Seagull Droppings Carry 'Super Bugs' to Remote Locations
seagull standing in droppings.
Credit: Dreamstime.

The Berlengas archipelago, off the Portugese coast, may be isolated, but it is not free of the pernicious super bugs that plague the rest of the world.

Migratory seagulls carry both antibiotic-resistant and harmless strains of the bacteria Enterococcus to the islands, which are a protected habitat for wildlife, including seagulls and other seabirds. Using seagull droppings, researchers characterized the proteins suspected to play a role in the bacteria's antibiotic resistance. (Genes are the instructions for producing proteins, some of which carry out various functions.)

Of the 57 samples they collected, 10 percent carried strains that contained one type of resistance to vancomycin, considered a drug of "last resort." In the 1980s, it was discovered that the antibiotic was ineffective against some Enterococcus infections. 

Almost 95 percent of the bird-poop samples contained Enterococcus; it is naturally present (and benign) in human, seagull and other animals' guts. In humans, Enterococcus species are also responsible for urinary tract and other infections, and have been known to cause death, particularly in hospitals.  

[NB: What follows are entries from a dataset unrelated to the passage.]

PR #1532, opened 2021-12-02
chore: add `--strip-cwd-prefix` to `fd`

numToStr:
I don't know when exactly this prefix (`./`) started to appear (maybe after `fd v0.8.3`) but I think this only adds noise to the results. So this PR adds `--strip-cwd-prefix` flag to remove the prefix.

Before:
image

After:
image

---

PS: I might need guidance on updating the test :)

### DIFF
--- a/lua/telescope/builtin/files.lua
+++ b/lua/telescope/builtin/files.lua
@@ -166,7 +166,7 @@ files.find_files = function(opts)
 
   if not find_command then
     if 1 == vim.fn.executable "fd" then
-      find_command = { "fd", "--type", "f" }
+      find_command = { "fd", "--type", "f", "--strip-cwd-prefix" }
       if hidden then
         table.insert(find_command, "--hidden")
       end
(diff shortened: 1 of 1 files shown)


Conni2461:
This would break some `fd`s for example i just did `nix-shell -p fd` and the stable version doesnt have a `--strip-cwd-prefix`.

So yeah

numToStr:
@Conni2461 Ahh, You are right. And indeed this behavior was introduced in `v0.8.3` https://github.com/sharkdp/fd/pull/861 and previous versions won't be affected. We can close this If you want.

gadkadosh:
I just spent an hour trying to figure out why this `./` started showing up :)
Along the way I realized `rg` doesn't return the prefix while `find` does. So I guess there's already some variance between `find_command`s.

Conni2461:
Okay. I am closing this because we cant really require a minimum fd version. For the future: `rg --files` doesnt add a `./` so either use that or define your own `find_command` like this:

```lua
telescope.setup {
  defaults = {
    -- ....
  },
  pickers = {
    find_files = {
      find_command = { "fd", "--type", "f", "--strip-cwd-prefix" }
    },
  }
}
```

I will put this in the wiki. Still thanks for the PR and sharing this option @numToStr :)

Antibiotic-resistant bugs evolve in response to overuse of antibiotics; however, this evolution is not happening directly within seagulls. Rather, as opportunistic feeders comfortable consuming human garbage, the birds pick up and carry such drug-resistant bacteria around with them, according to the researchers.

Studying the proteins produced by the bacteria provides insights not available by studying the genes that code for them. It is one of the best methods of investigating basic processes, such as the origination and progression of the disease, the researchers wrote in the Sept. 21 issue of the journal Proteome Science.

"Our comprehensive description of the proteins that we found may provide new targets for development of antimicrobial agents," said one of the researchers, Gilberto Igrejas from the University of Tras-os-Montes and Alto Douro, Portugal. "This knowledge may also help to identify new biomarkers of antibiotic resistance and virulence factors."